Exercise material
*** Begin section ***

PR #35, opened 2015-03-25
Add backend acceptance of the response from Cybersource.

dianakhuang:
Check and verify the response from CyberSource.
- Does not record anything to the DB.
- Does not trigger fulfillment

@stephensanchez @clintonb


extensions/order/models.py
```diff
@@ -6,6 +6,32 @@
...
+        Returns:
+            True if the amount and currency matches
+            False otherwise
+
+        Raises:
+            DoesNotExist: if there is no order that matches the number given
+
+        """
+        order = Order.objects.get(number=order_num)
+        if order.total_excl_tax == auth_amount and order.currency == auth_currency:
```
clintonb: Simplify: `return order.total_excl_tax == auth_amount and order.currency == auth_currency`

extensions/payment/constants.py
```diff
@@ -32,3 +38,7 @@ class CybersourceConstants(object):
     FIELD_NAMES = CybersourceFieldNames()
     UNSIGNED_FIELD_NAMES = u''
     SEPARATOR = u','
+    CANCEL = u'CANCEL'
+    DECLINE = u'DECLINE'
+    SUCCESS = u'success'
```
clintonb: No capitalization needed?

extensions/payment/exceptions.py
```diff
@@ -0,0 +1,31 @@
+""" Exceptions used by the processor. """
```
clintonb: None of these seem to be used anywhere.

extensions/payment/constants.py
dianakhuang: It is not, for this particular case.

extensions/payment/processors.py
```diff
@@ -73,6 +83,55 @@ def get_transaction_parameters(
...
+
+        Returns:
+            dict
+
+        """
+        try:
+            valid_params = self._verify_signatures(params)
+            if valid_params[CS.FIELD_NAMES.DECISION] == CS.ACCEPT:
+                # make sure the auth amount and currency is what we expect from
+                # Cybersource
```
clintonb: Minor: This comment can be on a single line.

extensions/payment/processors.py
```diff
@@ -200,3 +259,106 @@ def _add_signature(self, parameters):
...
+        # Validate the signature to ensure that the message is from CyberSource
+        # and has not been tampered with.
+        signed_fields = params.get(CS.FIELD_NAMES.SIGNED_FIELD_NAMES, u'').split(CS.SEPARATOR)
+        data = CS.SEPARATOR.join([u"{0}={1}".format(k, params.get(k, '')) for k in signed_fields])
+        returned_sig = params.get(CS.FIELD_NAMES.SIGNATURE, '')
+        secret = getattr(settings, 'CYBERSOURCE_SECRET_KEY')
+        if sign(data, secret) != returned_sig:
+            raise ProcessorSignatureException()
+
+        # Validate that we have the paramters we expect and can convert them
```
clintonb: s/paramters/parameters

extensions/payment/processors.py
```diff
@@ -200,3 +259,106 @@ def _add_signature(self, parameters):
...
+        required_params = [
+            (CS.FIELD_NAMES.REQ_REFERENCE_NUMBER, str),
+            (CS.FIELD_NAMES.REQ_CURRENCY, str),
+            (CS.FIELD_NAMES.DECISION, str),
+            (CS.FIELD_NAMES.AUTH_AMOUNT, Decimal),
+        ]
+        for key, key_type in required_params:
+            if key not in params:
+                raise ProcessorDataException(
+                    _(
```
clintonb: This does not need to be translated. The user should never see this message.

extensions/payment/processors.py
```diff
@@ -200,3 +259,106 @@ def _add_signature(self, parameters):
...
+                        u"The payment processor did not return a required parameter: {parameter}"
+                    ).format(parameter=key)
+                )
+            try:
+                valid_params[key] = key_type(params[key])
+            except (ValueError, TypeError, InvalidOperation):
+                raise ProcessorDataException(
```
clintonb: This does not need to be translated. The user should never see this message.

extensions/payment/processors.py
```diff
@@ -200,3 +259,106 @@ def _add_signature(self, parameters):
...
+                    _(
```
clintonb: This does not need to be translated. The user should never see this message.

extensions/payment/tests/test_processors.py
```diff
@@ -128,6 +139,120 @@ def test_excessive_merchant_defined_data(self):
...
+        self.assertEqual(result['order'], self.order.number)
+
+    def test_process_payment_rejected(self):
+        """ Simulate a callback from CyberSource indicating that the payment was rejected. """
+        params = self._signed_callback_params(
+            self.order.number, self.order_total, self.order_total, decision='REJECT', currency=self.order.currency
+        )
+        result = Cybersource().process_processor_response(params)
+
+        # Expect that we get an error message
```
clintonb: Should the error message be tested here as well?

dianakhuang: We don't actually pass the error message all the way back up in the current implementation, but maybe we should. I'll add another parameter in the `result` oject

extensions/payment/tests/test_processors.py
```diff
@@ -128,6 +139,120 @@ def test_excessive_merchant_defined_data(self):
...
+    def test_process_no_credit_card_digits(self):
+        """ Simulate a credit card number with no digits provided """
+        params = self._signed_callback_params(
+            self.order.number, self.order_total, self.order_total,
+            card_number='nodigits', currency=self.order.currency
+        )
+        result = Cybersource().process_processor_response(params)
+
+        # Expect that we processed the payment successfully
+        self.assertTrue(
```
clintonb: Why would payment be successful in this case?

extensions/payment/processors.py
```diff
@@ -73,6 +83,55 @@ def get_transaction_parameters(
...
+
+        Concrete implementations should:
+            1) Verify the parameters and determine if the payment was successful.
+            2) If successful, mark the order as purchased and send order to fulfillment
+            3) If unsuccessful, try to figure out why and log a helpful error message.
+            4) Return a dictionary of the form:
+                {'success': bool, 'order': Order}
+
+        Args:
+            params (dict): Dictionary of parameters received from the payment processor.
```
stephensanchez: Nitpick, may be worth outlining the expected key/value pairs in the params dict

extensions/payment/tests/test_processors.py
clintonb: As long as its logged, it doesn't have to be passed. I was more confused by the comment. If the message isn't needed, no need to modify your implementation. Just update the test comments.

extensions/payment/processors.py
```diff
@@ -73,6 +83,55 @@ def get_transaction_parameters(
...
+                    CS.FIELD_NAMES.ORDER: valid_params[CS.FIELD_NAMES.REQ_REFERENCE_NUMBER],
+                }
+            else:
+                return {
+                    CS.SUCCESS: False,
+                    CS.FIELD_NAMES.ORDER: valid_params[CS.FIELD_NAMES.REQ_REFERENCE_NUMBER],
+                }
+        except CybersourceError:
+            logger.exception('error processing CyberSource postpay callback')
+            logger.info(json.dumps(params))
```
stephensanchez: Why info for the params, instead of adding that to the same exception log message on line 128?

extensions/payment/tests/test_processors.py
dianakhuang: We don't actually care about the credit card number on our end. Cybersource is the one handling it. I suspect that this test was originally written after we accidentally tried to coerce that field into numbers or something like that.

extensions/payment/processors.py
```diff
@@ -200,3 +259,106 @@ def _add_signature(self, parameters):
         )
 
         return parameters
+
+    def _check_payment_consistency(self, order, auth_amount, currency):
+        """
+        After the payment has successfully been completed, we need to verify that the
```
stephensanchez: docstring got cut off

extensions/payment/processors.py
dianakhuang: It's a really really long list, unfortunately. Cybersource passes through a lot.

extensions/payment/processors.py
dianakhuang: `logger.exception` is a specific function that will also log the stacktrace of the exception, so I think it makes sense to leave this as a separate line because the params dict tends to be quite large.

extensions/payment/processors.py
```diff
@@ -73,6 +83,55 @@ def get_transaction_parameters(
...
+            valid_params = self._verify_signatures(params)
+            if valid_params[CS.FIELD_NAMES.DECISION] == CS.ACCEPT:
+                # make sure the auth amount and currency is what we expect from
+                # Cybersource
+                self._check_payment_consistency(
+                    valid_params[CS.FIELD_NAMES.REQ_REFERENCE_NUMBER],
+                    valid_params[CS.FIELD_NAMES.AUTH_AMOUNT],
+                    valid_params[CS.FIELD_NAMES.REQ_CURRENCY]
+                )
+                return {
```
stephensanchez: nitpick, but you may be able to simplify the function by creating the response data at the top 
```
result = {
    CS.SUCCESS: False,
    CS.FIELD_NAMES.ORDER: None
}
```
Update CS.FIELD_NAMES.ORDER right after calling _verify_signatures()
and CS.SUCCESS after checking the valid_params dict.
Then return "results" in a finally block.

Not necessary though, just a thought to avoid the multiple return statements.

extensions/payment/processors.py
```diff
@@ -200,3 +259,106 @@ def _add_signature(self, parameters):
...
+            ProcessorUserCancelled: The user cancelled the transaction.
+
+            ProcessorUserDeclined: The payment was declined by the user.
+
+        """
+
+        # First see if the user cancelled the transaction
+        # if so, then not all parameters will be passed back so we can't yet verify signatures
+        if params.get(CS.FIELD_NAMES.DECISION) == CS.CANCEL:
+            raise ProcessorUserCancelled()
```
stephensanchez: The order pipeline has states like "Payment Cancelled" which we could set, what do you think? The problem is that we may be able to set it here, but if the user just closes a window, I'm not sure if CyberSource would send us anything back.

dianakhuang: Closing the window shouldn't trigger CyberSource to send us anything, that's true. But I do think you're right that it makes sense to try to make the state of the order reflect what the user did if we do have that information.

stephensanchez:
Looks good to me. I'm curious what you think about updating the order status based on the payment processor? If we should leverage the payment cancelled state, or create anything new, or give more insight into what's returned?

extensions/payment/processors.py
clintonb: It makes sense to me in this case and the case of the user declining to update the order state.

extensions/payment/tests/test_processors.py
```diff
@@ -177,3 +326,153 @@ def _assert_order_parameters(self, order, receipt_page_url=None, cancel_page_url
...
+        Returns:
+            string
+
+        """
+        secret = getattr(settings, "CYBERSOURCE_SECRET_KEY")
+        message = CS.SEPARATOR.join([
+            u"{0}={1}".format(signed_field, params[signed_field])
+            for signed_field
+            in params['signed_field_names'].split(CS.SEPARATOR)
+        ])
```
rlucioni: The logic present in this private method closely mirrors logic embedded in [`_assert_order_parameters`](https://github.com/edx/django-oscar-extensions/pull/35/files#diff-f6d2a8185a50f8da7aa107c1bbf6b530R319). If you need to use the logic on its own elsewhere in your tests, pulling it out is fine, but remember to pull it out of `_assert_order_parameters`.

Also, two notes. You should use `CS.MESSAGE_SUBSTRUCTURE` instead of the raw string `u"{0}={1}"` - [`_assert_order_parameters`](https://github.com/edx/django-oscar-extensions/pull/35/files#diff-f6d2a8185a50f8da7aa107c1bbf6b530R319) serves as an example. I also don't think the note in the docstring associated with this method is relevant.

extensions/payment/tests/test_processors.py
```diff
@@ -177,3 +326,153 @@ def _assert_order_parameters(self, order, receipt_page_url=None, cancel_page_url
...
+            "message": "Request was processed successfully.",
+            "auth_response": "100",
+            "req_profile_id": "0000001",
+            "req_transaction_uuid": "ddd9935b82dd403f9aa4ba6ecf021b1f",
+            "auth_trans_ref_no": "85080648RYI23S6I",
+            "req_bill_to_surname": "Doe",
+            "req_bill_to_forename": first_name,
+            "req_bill_to_email": "john@example.com",
+            "req_override_custom_receipt_page": "http://localhost:8000/shoppingcart/postpay_callback/",
+            "req_access_key": "abcd12345",
```
rlucioni: This has to be the nittiest of style nitpicks, but I noticed it so I'm just going to mention it: we're pretty careful about sticking to using single quotes and reserving double-quotes for strings leaving the system to be printed or used as copy. Would you mind adhering to that convention throughout the new code you're adding? It makes things a little more consistent.

extensions/payment/tests/test_processors.py
```diff
@@ -69,13 +73,21 @@ def test_base_processor_unusable(self):
...
+
 
+@ddt.ddt
 class CybersourceTests(PaymentProcessorTestCase):
     """Tests of the CyberSource processor class."""
     UUID_HEX = 'madrigal'
     PI_DAY = datetime.datetime(2015, 3, 14, 9, 26, 53)
     RECEIPT_PAGE_URL = CANCEL_PAGE_URL = 'http://www.lospolloshermanos.com'
     MERCHANT_DEFINED_DATA = [u'ℂ𝕙𝕚𝕝𝕖', u'𝕄𝕖𝕩𝕚𝕔𝕠', u'ℕ𝕖𝕨 𝕄𝕖𝕩𝕚𝕔𝕠']
+    FAILED_DECISIONS = ["DECLINE", "CANCEL", "ERROR"]
```
rlucioni: You've included two of these three status strings in `CybersourceConstants`. If you include `u'ERROR'` there as well, you shouldn't need to write out the strings again here. You can just do `[CS.DECLINE, CS.CANCEL, CS.ERROR]`.

extensions/payment/processors.py
```diff
@@ -73,6 +83,46 @@ def get_transaction_parameters(
 
         return signed_transaction_parameters
 
+    def process_processor_response(self, params):
+
+        """
+        Handle a response from the payment processor.
+
+        Concrete implementations should:
```
rlucioni: Is this not a concrete implementation?

extensions/payment/processors.py
```diff
@@ -28,6 +34,10 @@ def get_transaction_parameters(
         """Generate a dictionary of transaction parameters to be sent to a payment processor."""
         raise NotImplementedError("Transaction parameters method not implemented.")
 
+    def process_processor_response(self, params):
```
rlucioni: Again a nitpick (sorry!), but I think `handle_processor_response` would be a better name; that alliteration is killer!

extensions/payment/tests/test_processors.py
rlucioni: Are "digits" strings or integers? Should this test fail if `card_number` is an integer?

extensions/payment/tests/test_processors.py
```diff
@@ -128,6 +140,143 @@ def test_excessive_merchant_defined_data(self):
...
+    def test_process_payment_rejected(self):
+        """ Simulate a callback from CyberSource indicating that the payment was rejected. """
+        params = self._signed_callback_params(
+            self.order.number, self.order_total, self.order_total, decision='REJECT', currency=self.order.currency
+        )
+        result = Cybersource().process_processor_response(params)
+
+        # Expect that we get an error
+        self.assertFalse(result['success'])
+        self.assertEqual(result['order'], self.order.number)
```
rlucioni: It looks like these tests were pulled over from edx-platform. Since you've included keys like `'success'` and `'order'` in `CybersourceConstants` as well as various status strings, you should use those constants.

extensions/payment/constants.py
```diff
@@ -19,6 +21,10 @@ class CybersourceFieldNames(object):
     SIGNED_FIELD_NAMES = u'signed_field_names'
     UNSIGNED_FIELD_NAMES = u'unsigned_field_names'
     SIGNATURE = u'signature'
+    ACCEPTED = u'accepted'
+    AUTH_AMOUNT = u'auth_amount'
+    DECISION = u'decision'
+    ORDER = u'order'
```
rlucioni: Judging from how you're using this `ORDER` constant, I'd say it doesn't belong in the object, but instead the one below. This object is only intended to hold "CyberSource request field names" (i.e., names of parameters returned to us by CyberSource).

extensions/payment/processors.py
```diff
@@ -200,3 +250,115 @@ def _add_signature(self, parameters):
...
+        # if so, then auth_amount will not be passed back so we can't yet verify signatures
+        if params.get(CS.FIELD_NAMES.DECISION) == CS.DECLINE:
+            self._mark_cancelled(params.get(CS.FIELD_NAMES.REQ_REFERENCE_NUMBER))
+            raise ProcessorUserDeclined()
+
+        # Validate the signature to ensure that the message is from CyberSource
+        # and has not been tampered with.
+        signed_fields = params.get(CS.FIELD_NAMES.SIGNED_FIELD_NAMES, u'').split(CS.SEPARATOR)
+        data = CS.SEPARATOR.join([u"{0}={1}".format(k, params.get(k, '')) for k in signed_fields])
+        returned_sig = params.get(CS.FIELD_NAMES.SIGNATURE, '')
```
rlucioni: I cleaned up and abstracted this logic in [`_add_signature`](https://github.com/edx/django-oscar-extensions/pull/35/files#diff-a2872756ad4ab375895e1abb60fafdf3R217), which includes a docstring explaining why this is being done. I'd suggest using it instead of duplicating the logic here.

extensions/payment/processors.py
```diff
@@ -200,3 +250,115 @@ def _add_signature(self, parameters):
...
+        # Validate that we have the parameters we expect and can convert them
+        # to the appropriate types.
+        # Usually validating the signature is sufficient to validate that these
+        # fields exist, but since we're relying on CyberSource to tell us
+        # which fields they included in the signature, we need to be careful.
+        valid_params = {}
+        required_params = [
+            (CS.FIELD_NAMES.REQ_REFERENCE_NUMBER, str),
+            (CS.FIELD_NAMES.REQ_CURRENCY, str),
+            (CS.FIELD_NAMES.DECISION, str),
```
rlucioni: Since the values associated with these keys are expected to be text, it would be more appropriate (and potentially safer) to convert them using `unicode` instead of `str`.

extensions/payment/tests/test_processors.py
dianakhuang: The 'digits' will always come to us as a string. Sometimes they will have digits in them. Sometimes they will not. This test is to ensure that we do not fail if we get something that does not have digits in them.

dianakhuang:
I believe I've addressed all code review comments. @clintonb @rlucioni @stephensanchez

stephensanchez:
:+1:

extensions/payment/constants.py
```diff
@@ -19,6 +21,9 @@ class CybersourceFieldNames(object):
     SIGNED_FIELD_NAMES = u'signed_field_names'
     UNSIGNED_FIELD_NAMES = u'unsigned_field_names'
     SIGNATURE = u'signature'
+    ACCEPTED = u'accepted'
```
rlucioni: It doesn't look like you use this constant anywhere.

extensions/payment/processors.py
```diff
@@ -1,14 +1,21 @@
 """Payment processing classes containing logic specific to particular payment processors."""
 import uuid
+import json
 import logging
 import datetime
+
 from collections import OrderedDict
+from decimal import Decimal, InvalidOperation
```
rlucioni: Nit: these are both standard library imports and shouldn't be separated from the rest of the standard library imports with a newline ([reference](https://www.python.org/dev/peps/pep-0008/#imports)).

extensions/payment/errors.py
```diff
@@ -14,3 +14,28 @@ class CybersourceError(PaymentProcessorError):
...
+    """ The user did not pay the correct amount. """
+    pass
+
+
+class ProcessorUserCancelled(CybersourceError):
+    """ The user cancelled the transaction. """
+    pass
+
+
+class ProcessorUserDeclined(CybersourceError):
```
rlucioni: Prefixing these exception names with "Processor" makes them sound like standard payment processor errors. It's also clear that they're processor errors, since they subclass `PaymentProcessorError`. I'd remove the "Processor" prefix from the names.

extensions/payment/processors.py
```diff
@@ -69,9 +80,52 @@ def get_transaction_parameters(
...
+            if valid_params[CS.FIELD_NAMES.DECISION] == CS.ACCEPT:
+                # make sure the auth amount and currency is what we expect from Cybersource
+                self._check_payment_consistency(
+                    valid_params[CS.FIELD_NAMES.REQ_REFERENCE_NUMBER],
+                    valid_params[CS.FIELD_NAMES.AUTH_AMOUNT],
+                    valid_params[CS.FIELD_NAMES.REQ_CURRENCY]
+                )
+                result['success'] = True
+        except CybersourceError:
+            logger.exception('error processing CyberSource postpay callback')
```
rlucioni: "Postpay callback" was the name in the old system. It would be clearer to log:
```python
logger.exception(u"Error handling CyberSource response.")
```

extensions/payment/processors.py
```diff
@@ -192,11 +249,119 @@ def _add_signature(self, parameters):
...
+        After the payment has successfully been completed, we need to verify that the authorized amount and the currency
+        match what we expect based on the order number.
 
-        return parameters
+        Args:
+            order (str): order number of the order being processed
+            auth_amount (num): the amount being paid
+
+        Raises:
+            ProcessorWrongAmountException: indicates that the processor
```
rlucioni: Indicates that the processor what? I need to know what happens next! Such suspense!

extensions/payment/processors.py
```diff
@@ -192,11 +249,119 @@ def _add_signature(self, parameters):
...
+
+        Returns:
+            nothing
```
rlucioni: `None`.

extensions/payment/processors.py
```diff
@@ -192,11 +249,119 @@ def _add_signature(self, parameters):
...
+        return valid_params
+
+    def _mark_cancelled(self, order_num):
+        """ When a user cancels a submitted payment, mark it as such in the DB """
+        try:
+            order = Order.objects.get(number=order_num)
+            order.set_status(ORDER.ORDER_CANCELLED)
+        except Order.DoesNotExist:
+            raise ProcessorDataException(
+                "The payment processor accepted an order with number {number} that is not in our system."
```
rlucioni: For clarity, most of the log messages already in place use brackets to demarcate interpolated values. Could you modify these log messages so that they're consistent with that convention?

extensions/payment/tests/test_processors.py
```diff
@@ -69,16 +74,52 @@ def test_base_processor_unusable(self):
         """Test that use of the base payment processor class fails due to NotImplementedError."""
         BasePaymentProcessor().get_transaction_parameters(self.order)
 
+    @raises(NotImplementedError)
+    def test_processor_reponse_unusable(self):
+        """ Test that we can't use the base processor_response """
```
rlucioni: This could be folded into `test_base_processor_unusable` above.

dianakhuang: Yes, but you'd still need to check that each call raises the NotImplementedError separately anyway. I don't see a huge difference either way.

extensions/payment/tests/test_processors.py
```diff
@@ -69,16 +74,52 @@ def test_base_processor_unusable(self):
...
-    """Tests of the CyberSource processor class."""
+    """ Abstract test class for Cybersource tests. """
+
+    def _signature(self, params):
+        """
+        Calculate the signature from a dictionary of params.
+
+        NOTE: This method uses the processor's hashing method.  That method
+        is a thin wrapper of standard library calls, and it seemed overly complex
+        to rewrite that code in the test suite.
```
rlucioni: > ...it seemed overly complex to rewrite that code in the test suite.

This function itself is a rewritten version of code in the actual CyberSource processor class, `_generate_signature`. Making that method public and using it in your tests would be cleaner than repeating it here.

extensions/payment/processors.py
```diff
@@ -69,9 +80,52 @@ def get_transaction_parameters(
...
+            params (dict): Dictionary of parameters received from the payment processor.
+
+        Keyword Args:
+            Can be used to provide additional information to concrete implementations.
+
+        Returns:
+            dict
+
+        """
+        result = {'success': False, 'order': None}
```
rlucioni: Why not wrap these keys up in CybersourceConstants? They're not field names, but they're still constants important to the processor implementation.

dianakhuang: They aren't CyberSource-specific constants, though.

extensions/payment/tests/test_processors.py
dianakhuang: I'm not comfortable making the method public just because we want to use it in tests. I've updated the functions that use `_signature` to use `_generate_signature` instead.

extensions/payment/processors.py
rlucioni: The `ISO_8601_FORMAT` and `SEPARATOR` (a comma) aren't really "CyberSource specific" either, but they're constants important to the processor class implementation that we'd like to have access to elsewhere. The idea behind `CybersourceConstants` is to prevent tests and other areas that might need access to these constants from breaking if the values change. Since the 'success' and 'order' strings *are* constant and critical to the implementation of this processor class, they should be assigned to constant variables.

extensions/payment/tests/test_processors.py
rlucioni: You're right that there isn't a huge difference. However, If you're going to test them separately, the names and comments for the tests should at least be modified, for the sake of clarity. The name and docstring for `test_base_processor_unusable` makes it sound like it's responsible for checking that the entire abstract processor class is unusable, when in reality it only checks `get_transaction_parameters`.

extensions/payment/tests/test_processors.py
```diff
@@ -167,13 +182,278 @@ def _assert_order_parameters(self, order, receipt_page_url=None, cancel_page_url
...
+            'req_bill_to_surname': 'Doe',
+            'req_bill_to_email': 'john@example.com',
+            'req_override_custom_receipt_page': 'http://localhost:8000/shoppingcart/postpay_callback/',
+            'req_access_key': 'abcd12345',
+        }
+
+        # if decision is in FAILED_DECISIONS list then remove the auth_amount from params dict
+
+        if decision in self.FAILED_DECISIONS:
+            del params['auth_amount']
```
rlucioni: This string (and 'signature', below) are in `CybersourceConstants`; you should use them!

extensions/payment/tests/test_processors.py
```diff
@@ -167,13 +183,287 @@ def _assert_order_parameters(self, order, receipt_page_url=None, cancel_page_url
...
-        expected_parameters[CS.FIELD_NAMES.SIGNATURE] = sign(message, secret)
+        # Expect that we processed the payment successfully
+        self.assertTrue(result[PC.SUCCESS])
+        self.assertEqual(result[PC.ORDER], self.order.number)
 
-        self.assertEqual(returned_parameters, expected_parameters)
+    def test_process_payment_rejected(self):
+        """ Simulate a callback from CyberSource indicating that the payment was rejected. """
+        params = self._signed_callback_params(
+            self.order.number, self.order_total, self.order_total, decision='REJECT', currency=self.order.currency
```
rlucioni: Is `REJECT` a standard CyberSource error status/decision? If so, it should be in `CybersourceConstants`.

extensions/payment/tests/test_processors.py
```diff
@@ -167,13 +183,287 @@ def _assert_order_parameters(self, order, receipt_page_url=None, cancel_page_url
...
+
+        # Expect an error
+        self.assertFalse(result[PC.SUCCESS])
+
+    def test_process_user_declined(self):
+        """ Simulate a user declining the transaction """
+        # set the order status to what we expect after being sent out to CyberSource
+        self.order.set_status(ORDER.BEING_PROCESSED)
+        params = self._signed_callback_params(
+            self.order.number, self.order_total, self.order_total, currency=self.order.currency, decision=u'DECLINE'
```
rlucioni: `DECLINE` is available in `CybersourceConstants`, as are other decision strings in the lines above this one.

extensions/payment/tests/test_processors.py
dianakhuang: It turns out that REJECT is no longer one of the decisions that CyberSource will send back to us, so I removed the test.

dianakhuang:
All good, @rlucioni ?

clintonb:
:+1:

extensions/payment/processors.py
```diff
@@ -192,11 +249,120 @@ def _add_signature(self, parameters):
...
+            None
+        """
+        try:
+            if not Order.check_order_total(order, auth_amount, currency):
+                raise WrongAmountException(
+                    u"The amount charged by the processor [{charged_amount}] [{charged_amount_currency}] is different "
+                    u"than the total cost of the order for order [{order_number}].".format(
+                        charged_amount=auth_amount,
+                        charged_amount_currency=currency,
+                        order_number=order
```
rlucioni: It looks like you're trying to log an order number here, and below on line 284. You should use `order.number`, not `order`.

extensions/payment/tests/test_processors.py
```diff
@@ -167,13 +183,277 @@ def _assert_order_parameters(self, order, receipt_page_url=None, cancel_page_url
...
+                              'auth_trans_ref_no',
+                              'auth_time',
+                              'bill_trans_ref_no',
+                              'signed_field_names',
+                              'signed_date_time']
+
+        # if decision is in FAILED_DECISIONS list then remove  auth_amount from
+        # signed_field_names list.
+        if decision in self.FAILED_DECISIONS:
+            signed_field_names.remove('auth_amount')
```
rlucioni: The "auth_amount" field name is available in `CybersourceConstants`.

extensions/payment/tests/test_processors.py
```diff
@@ -167,13 +183,277 @@ def _assert_order_parameters(self, order, receipt_page_url=None, cancel_page_url
...
+        params = self._signed_callback_params(
+            self.order.number, self.order_total, self.order_total, currency=self.order.currency
+        )
+        del params[missing_param]
+
+        # Recalculate the signature with no signed fields so we can get past
+        # signature validation.
+        params['signed_field_names'] = 'reason_code,message'
+        # pylint: disable=protected-access
+        params['signature'] = Cybersource()._generate_signature(params)
```
rlucioni: These field names are also available in `CybersourceConstants`.

extensions/payment/processors.py
dianakhuang: It's correct in this method, but not on line 367.

extensions/payment/tests/test_processors.py
```diff
@@ -167,13 +183,277 @@ def _assert_order_parameters(self, order, receipt_page_url=None, cancel_page_url
...
+        params[CS.FIELD_NAMES.SIGNATURE] = Cybersource()._generate_signature(params)
+
+        result = Cybersource().handle_processor_response(params)
+
+        # Expect an error
+        self.assertFalse(result[PC.SUCCESS])
+
+    def _signed_callback_params(
+            self, order_id, order_amount, paid_amount,
+            decision='ACCEPT', signature=None, card_number='xxxxxxxxxxxx1111',
```
rlucioni: 'ACCEPT' is available in `CybersourceConstants`.

rlucioni:
One last note, then :+1: one the build passes.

*** End section ***

Task description
Only lines with the word "localhost" should be collected from the material.

Finished task
+            "req_override_custom_receipt_page": "http://localhost:8000/shoppingcart/postpay_callback/",
+            'req_override_custom_receipt_page': 'http://localhost:8000/shoppingcart/postpay_callback/',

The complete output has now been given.